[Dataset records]
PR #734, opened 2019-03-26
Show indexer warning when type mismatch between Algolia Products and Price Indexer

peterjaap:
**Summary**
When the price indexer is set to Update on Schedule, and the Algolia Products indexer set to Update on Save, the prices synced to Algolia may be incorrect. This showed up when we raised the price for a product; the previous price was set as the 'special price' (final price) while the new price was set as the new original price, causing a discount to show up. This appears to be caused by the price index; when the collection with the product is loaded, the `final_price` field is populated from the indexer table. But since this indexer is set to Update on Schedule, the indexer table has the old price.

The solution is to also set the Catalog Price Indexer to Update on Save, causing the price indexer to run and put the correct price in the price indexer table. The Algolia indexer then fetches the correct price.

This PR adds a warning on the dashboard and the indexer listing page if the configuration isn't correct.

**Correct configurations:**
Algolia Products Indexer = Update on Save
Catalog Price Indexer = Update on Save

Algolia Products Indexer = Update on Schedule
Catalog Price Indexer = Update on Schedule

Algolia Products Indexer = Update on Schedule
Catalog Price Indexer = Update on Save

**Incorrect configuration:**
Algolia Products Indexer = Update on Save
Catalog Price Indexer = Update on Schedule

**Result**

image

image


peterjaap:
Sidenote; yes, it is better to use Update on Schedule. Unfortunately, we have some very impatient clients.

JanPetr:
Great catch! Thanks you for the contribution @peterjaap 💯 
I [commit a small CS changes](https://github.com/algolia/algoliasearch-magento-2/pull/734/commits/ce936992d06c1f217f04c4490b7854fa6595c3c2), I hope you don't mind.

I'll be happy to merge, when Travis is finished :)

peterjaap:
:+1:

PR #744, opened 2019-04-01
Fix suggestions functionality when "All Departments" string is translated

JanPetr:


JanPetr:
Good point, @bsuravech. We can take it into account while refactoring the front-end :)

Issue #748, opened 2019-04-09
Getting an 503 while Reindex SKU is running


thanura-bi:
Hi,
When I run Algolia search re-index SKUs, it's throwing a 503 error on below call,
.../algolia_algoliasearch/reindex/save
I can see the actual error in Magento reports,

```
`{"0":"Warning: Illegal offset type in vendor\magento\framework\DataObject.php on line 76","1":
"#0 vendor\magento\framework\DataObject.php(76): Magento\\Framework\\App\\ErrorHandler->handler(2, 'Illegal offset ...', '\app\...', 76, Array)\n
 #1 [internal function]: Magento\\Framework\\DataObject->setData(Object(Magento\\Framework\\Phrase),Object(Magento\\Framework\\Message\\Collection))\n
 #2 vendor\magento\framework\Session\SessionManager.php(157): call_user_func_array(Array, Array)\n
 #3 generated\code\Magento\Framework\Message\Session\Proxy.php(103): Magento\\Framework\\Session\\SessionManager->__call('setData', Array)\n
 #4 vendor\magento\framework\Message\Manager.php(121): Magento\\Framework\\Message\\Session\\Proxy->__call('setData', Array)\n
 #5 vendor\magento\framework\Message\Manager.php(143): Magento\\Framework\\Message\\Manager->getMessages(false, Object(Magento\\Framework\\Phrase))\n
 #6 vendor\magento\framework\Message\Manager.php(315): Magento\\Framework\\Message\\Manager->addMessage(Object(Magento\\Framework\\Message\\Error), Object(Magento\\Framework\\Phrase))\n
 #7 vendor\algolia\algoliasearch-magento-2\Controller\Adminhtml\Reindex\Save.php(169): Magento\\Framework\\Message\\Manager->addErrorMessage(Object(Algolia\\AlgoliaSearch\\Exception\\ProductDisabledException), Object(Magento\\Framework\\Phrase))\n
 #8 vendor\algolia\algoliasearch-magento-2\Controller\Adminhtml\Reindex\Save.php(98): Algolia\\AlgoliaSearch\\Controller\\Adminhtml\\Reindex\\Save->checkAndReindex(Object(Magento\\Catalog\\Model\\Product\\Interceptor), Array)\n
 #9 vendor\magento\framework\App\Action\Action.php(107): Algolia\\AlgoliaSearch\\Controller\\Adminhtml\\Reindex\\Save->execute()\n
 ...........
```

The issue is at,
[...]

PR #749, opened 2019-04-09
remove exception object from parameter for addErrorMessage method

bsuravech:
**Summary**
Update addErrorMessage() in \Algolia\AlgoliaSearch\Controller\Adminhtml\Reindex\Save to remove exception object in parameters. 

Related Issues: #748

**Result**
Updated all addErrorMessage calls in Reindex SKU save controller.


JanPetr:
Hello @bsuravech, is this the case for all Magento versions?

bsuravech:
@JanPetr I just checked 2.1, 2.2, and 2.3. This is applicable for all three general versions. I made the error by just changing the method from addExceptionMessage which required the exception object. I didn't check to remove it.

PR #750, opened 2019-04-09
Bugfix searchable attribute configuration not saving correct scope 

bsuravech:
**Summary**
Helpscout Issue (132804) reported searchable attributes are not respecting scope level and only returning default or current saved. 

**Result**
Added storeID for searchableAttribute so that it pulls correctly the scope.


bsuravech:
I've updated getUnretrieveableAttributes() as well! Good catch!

DIRECTIONS FOR THIS TASK
Reproduce exactly the line containing "Bugfix searchable attribute" and every line after it through the end of the records above, and nothing else.

TASK RESULT
Bugfix searchable attribute configuration not saving correct scope 

bsuravech:
**Summary**
Helpscout Issue (132804) reported searchable attributes are not respecting scope level and only returning default or current saved. 

**Result**
Added storeID for searchableAttribute so that it pulls correctly the scope.


bsuravech:
I've updated getUnretrieveableAttributes() as well! Good catch!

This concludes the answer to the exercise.